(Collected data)
PR #40, opened 2018-08-13
wire up builder

jazzdan:


internal/proto/server_adaptor.go
```diff
@@ -16,5 +17,45 @@ func NewGRPCServer(del tiltd.TiltD) *GRPCServer {
...
+		r = append(r, mountP2D(m))
+	}
+
+	return r
+}
+
+func mountP2D(mount *Mount) build.Mount {
+	return build.Mount{
+		// TODO(dmiller): convert to repo, we need a path
+		Repo:          build.LocalGithubRepo{LocalPath: ""},
```
jazzdan: We need to modify the proto  so that we can get passed the path of the repo with the various kinds of repos. I'm regretting making this generic because dealing with generics in go is so painful.

internal/tiltd/tiltd_server/tiltd.go
```diff
@@ -5,19 +5,55 @@ import (
...
+}
 
 var _ tiltd.TiltD = &Daemon{}
 
 func NewDaemon() (*Daemon, error) {
-	return &Daemon{}, nil
+	opts := make([]func(*client.Client) error, 0)
+	opts = append(opts, client.FromEnv)
+
+	// Use client for docker 17
```
jazzdan: We should extract this out in to a function.

internal/tiltd/tiltd_server/tiltd.go
```diff
@@ -5,19 +5,55 @@ import (
...
+	if err != nil {
+		return err
+	}
+
+	_, err = k8s.ParseYAMLFromString(k8sYaml)
+	if err != nil {
+		return err
+	}
+
+	// TODO(dmiller): not sure how to use this API
```
jazzdan: @nicks how should I be using this?

internal/proto/server_adaptor.go
```diff
@@ -16,5 +17,45 @@ func NewGRPCServer(del tiltd.TiltD) *GRPCServer {
...
+	r := []build.Cmd{}
+
+	for _, c := range cmds {
+		r = append(r, cmdP2D(c))
+	}
+
+	return r
+}
+
+func cmdP2D(cmd *Cmd) build.Cmd {
```
maiamcc: aren't we calling these `steps` now?

internal/proto/server_adaptor.go
maiamcc: sigh

internal/proto/server_adaptor.go
```diff
@@ -1,6 +1,7 @@
 package proto
 
 import (
+	"github.com/windmilleng/tilt/internal/build"
```
nicks: i'm really concerned about the dependency of the protobuf package on the build package. can we restructure the packages to avoid this dependency?

internal/tiltd/tiltd_server/tiltd.go
nicks: you need to iterate thru the entities and check that at least one has the image you want

internal/proto/server_adaptor.go
jazzdan: Steps are made up of a list of Cmds

internal/proto/server_adaptor.go
jazzdan: yes

internal/tiltd/tiltd_server/tiltd.go
```diff
@@ -44,17 +45,35 @@ func (d *Daemon) CreateService(ctx context.Context, k8sYaml string, dockerfile s
...
+			return err
+		}
+		if replaced {
+			didReplace = true
+		}
+		newK8sEntities = append(newK8sEntities, newK8s)
+	}
+
+	if !didReplace {
+		return fmt.Errorf("Expected to find a matching k8s config to replace, but didn't")
```
nicks: the error message here could be better. how about "Docker image missing from yaml: %s", dockerfileTag?

PR #41, opened 2018-08-13
tiltfile: use sh instead of bash to make Cmd

jazzdan:


jazzdan:
The reason being that a lot of barebones images don't have `bash`, they only have `sh.

PR #43, opened 2018-08-13
tilt: verify gofmt in ci

landism:


Makefile
```diff
@@ -16,3 +16,6 @@ test:
 
 ensure:
 	dep ensure
+
+verifyfmt:
+	bash -c 'diff <(go fmt ./...) <(echo -n)'
```
jazzdan: Hmm, does this not work on macOS?

```
> sh -c 'diff <(go fmt ./...) <(echo -n)'
sh: -c: line 0: syntax error near unexpected token `('
sh: -c: line 0: `diff <(go fmt ./...) <(echo -n)'
```

landism: I'd expect `<(foo)` is a bash feature, not an sh feature

(I'm on macOS)

PR #44, opened 2018-08-13
build: add entrypoint to docker image

maiamcc:
Hello @jazzdan, @nicks,

Please review the following commits I made in branch maiamcc/entrypoint:

595e65ab0d7927684a35e45a532527bc1ad2da20 (2018-08-13 17:05:08 -0400)
build: add entrypoint to docker image

### DIFF
--- a/internal/build/docker.go
+++ b/internal/build/docker.go
@@ -43,6 +43,12 @@ type Cmd struct {
 	Argv []string
 }
 
+// entrypointStr returns the Cmd in string form for use as an entrypoint,
+// e.g. 'ENTRYPOINT ["executable", "param1", "param2"]'
+func (c Cmd) entrypointStr() string {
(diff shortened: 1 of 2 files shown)


internal/build/docker.go
```diff
@@ -43,6 +43,12 @@ type Cmd struct {
 	Argv []string
 }
 
+// entrypointStr returns the Cmd in string form for use as an entrypoint,
+// e.g. 'ENTRYPOINT ["executable", "param1", "param2"]'
+func (c Cmd) entrypointStr() string {
```
jazzdan: should this be a pointer receiver?

maiamcc: why should it be a pointer receiver? we mostly don't pass cmd's around as pointers, and I'm loath to start b/c it'd just add extra `nil` checks. (i am passing the cmd as a pointer to `startContainer` but that's just b/c it's optional.)

PR #47, opened 2018-08-13
proto: generate protobufs inside a container

nicks:
Hello @landism, @pmt,

Please review the following commits I made in branch nicks/protobuild:

93945870680da1f19906d06d3c892b21215e786b (2018-08-13 19:14:33 -0400)
proto: generate protobufs inside a container


Makefile
```diff
@@ -3,7 +3,11 @@
 all: proto
 
 proto:
-	protoc --go_out=plugins=grpc:../../../ -I. internal/proto/*.proto
+	docker build -t tilt-protogen -f Dockerfile.protogen .
+	docker rm tilt-protogen || exit 0
```
landism: fine as-is, but could change this to `docker rm -f tilt-protogen` to avoid the mildly distracting `Error: No such container: tilt-protogen` in the output

nicks: sadly, that doesn't work.

```
$ docker rm -f tilt-protogen
Error: No such container: tilt-protogen
```

tho maybe we should complain to docker about it; it would be nice if it worked the same as `rm`

landism: oops, that's what I get for assuming it just ran `rm`

PR #49, opened 2018-08-14
tilt: pass output from daemon to cli via streaming rpc instead of stdout/stderr

landism:
I think we'll want to rename `stdoutStderrWriter` to `logger` or something, and change the interface to support logging to different levels, in line with what Pat and Han are working on, but this is working as-is and I wanted to get eyes on the `io.Writer`/grpc/goroutine stuff since that's more likely to be weird.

* YOUR TASK: Could you write out all of the data again, exactly as given?

* SOLUTION FOR THIS PROBLEM:
PR #40, opened 2018-08-13
wire up builder

jazzdan:


internal/proto/server_adaptor.go
```diff
@@ -16,5 +17,45 @@ func NewGRPCServer(del tiltd.TiltD) *GRPCServer {
...
+		r = append(r, mountP2D(m))
+	}
+
+	return r
+}
+
+func mountP2D(mount *Mount) build.Mount {
+	return build.Mount{
+		// TODO(dmiller): convert to repo, we need a path
+		Repo:          build.LocalGithubRepo{LocalPath: ""},
```
jazzdan: We need to modify the proto  so that we can get passed the path of the repo with the various kinds of repos. I'm regretting making this generic because dealing with generics in go is so painful.

internal/tiltd/tiltd_server/tiltd.go
```diff
@@ -5,19 +5,55 @@ import (
...
+}
 
 var _ tiltd.TiltD = &Daemon{}
 
 func NewDaemon() (*Daemon, error) {
-	return &Daemon{}, nil
+	opts := make([]func(*client.Client) error, 0)
+	opts = append(opts, client.FromEnv)
+
+	// Use client for docker 17
```
jazzdan: We should extract this out in to a function.

internal/tiltd/tiltd_server/tiltd.go
```diff
@@ -5,19 +5,55 @@ import (
...
+	if err != nil {
+		return err
+	}
+
+	_, err = k8s.ParseYAMLFromString(k8sYaml)
+	if err != nil {
+		return err
+	}
+
+	// TODO(dmiller): not sure how to use this API
```
jazzdan: @nicks how should I be using this?

internal/proto/server_adaptor.go
```diff
@@ -16,5 +17,45 @@ func NewGRPCServer(del tiltd.TiltD) *GRPCServer {
...
+	r := []build.Cmd{}
+
+	for _, c := range cmds {
+		r = append(r, cmdP2D(c))
+	}
+
+	return r
+}
+
+func cmdP2D(cmd *Cmd) build.Cmd {
```
maiamcc: aren't we calling these `steps` now?

internal/proto/server_adaptor.go
maiamcc: sigh

internal/proto/server_adaptor.go
```diff
@@ -1,6 +1,7 @@
 package proto
 
 import (
+	"github.com/windmilleng/tilt/internal/build"
```
nicks: i'm really concerned about the dependency of the protobuf package on the build package. can we restructure the packages to avoid this dependency?

internal/tiltd/tiltd_server/tiltd.go
nicks: you need to iterate thru the entities and check that at least one has the image you want

internal/proto/server_adaptor.go
jazzdan: Steps are made up of a list of Cmds

internal/proto/server_adaptor.go
jazzdan: yes

internal/tiltd/tiltd_server/tiltd.go
```diff
@@ -44,17 +45,35 @@ func (d *Daemon) CreateService(ctx context.Context, k8sYaml string, dockerfile s
...
+			return err
+		}
+		if replaced {
+			didReplace = true
+		}
+		newK8sEntities = append(newK8sEntities, newK8s)
+	}
+
+	if !didReplace {
+		return fmt.Errorf("Expected to find a matching k8s config to replace, but didn't")
```
nicks: the error message here could be better. how about "Docker image missing from yaml: %s", dockerfileTag?

PR #41, opened 2018-08-13
tiltfile: use sh instead of bash to make Cmd

jazzdan:


jazzdan:
The reason being that a lot of barebones images don't have `bash`, they only have `sh.

PR #43, opened 2018-08-13
tilt: verify gofmt in ci

landism:


Makefile
```diff
@@ -16,3 +16,6 @@ test:
 
 ensure:
 	dep ensure
+
+verifyfmt:
+	bash -c 'diff <(go fmt ./...) <(echo -n)'
```
jazzdan: Hmm, does this not work on macOS?

```
> sh -c 'diff <(go fmt ./...) <(echo -n)'
sh: -c: line 0: syntax error near unexpected token `('
sh: -c: line 0: `diff <(go fmt ./...) <(echo -n)'
```

landism: I'd expect `<(foo)` is a bash feature, not an sh feature

(I'm on macOS)

PR #44, opened 2018-08-13
build: add entrypoint to docker image

maiamcc:
Hello @jazzdan, @nicks,

Please review the following commits I made in branch maiamcc/entrypoint:

595e65ab0d7927684a35e45a532527bc1ad2da20 (2018-08-13 17:05:08 -0400)
build: add entrypoint to docker image

### DIFF
--- a/internal/build/docker.go
+++ b/internal/build/docker.go
@@ -43,6 +43,12 @@ type Cmd struct {
 	Argv []string
 }
 
+// entrypointStr returns the Cmd in string form for use as an entrypoint,
+// e.g. 'ENTRYPOINT ["executable", "param1", "param2"]'
+func (c Cmd) entrypointStr() string {
(diff shortened: 1 of 2 files shown)


internal/build/docker.go
```diff
@@ -43,6 +43,12 @@ type Cmd struct {
 	Argv []string
 }
 
+// entrypointStr returns the Cmd in string form for use as an entrypoint,
+// e.g. 'ENTRYPOINT ["executable", "param1", "param2"]'
+func (c Cmd) entrypointStr() string {
```
jazzdan: should this be a pointer receiver?

maiamcc: why should it be a pointer receiver? we mostly don't pass cmd's around as pointers, and I'm loath to start b/c it'd just add extra `nil` checks. (i am passing the cmd as a pointer to `startContainer` but that's just b/c it's optional.)

PR #47, opened 2018-08-13
proto: generate protobufs inside a container

nicks:
Hello @landism, @pmt,

Please review the following commits I made in branch nicks/protobuild:

93945870680da1f19906d06d3c892b21215e786b (2018-08-13 19:14:33 -0400)
proto: generate protobufs inside a container


Makefile
```diff
@@ -3,7 +3,11 @@
 all: proto
 
 proto:
-	protoc --go_out=plugins=grpc:../../../ -I. internal/proto/*.proto
+	docker build -t tilt-protogen -f Dockerfile.protogen .
+	docker rm tilt-protogen || exit 0
```
landism: fine as-is, but could change this to `docker rm -f tilt-protogen` to avoid the mildly distracting `Error: No such container: tilt-protogen` in the output

nicks: sadly, that doesn't work.

```
$ docker rm -f tilt-protogen
Error: No such container: tilt-protogen
```

tho maybe we should complain to docker about it; it would be nice if it worked the same as `rm`

landism: oops, that's what I get for assuming it just ran `rm`

PR #49, opened 2018-08-14
tilt: pass output from daemon to cli via streaming rpc instead of stdout/stderr

landism:
I think we'll want to rename `stdoutStderrWriter` to `logger` or something, and change the interface to support logging to different levels, in line with what Pat and Han are working on, but this is working as-is and I wanted to get eyes on the `io.Writer`/grpc/goroutine stuff since that's more likely to be weird.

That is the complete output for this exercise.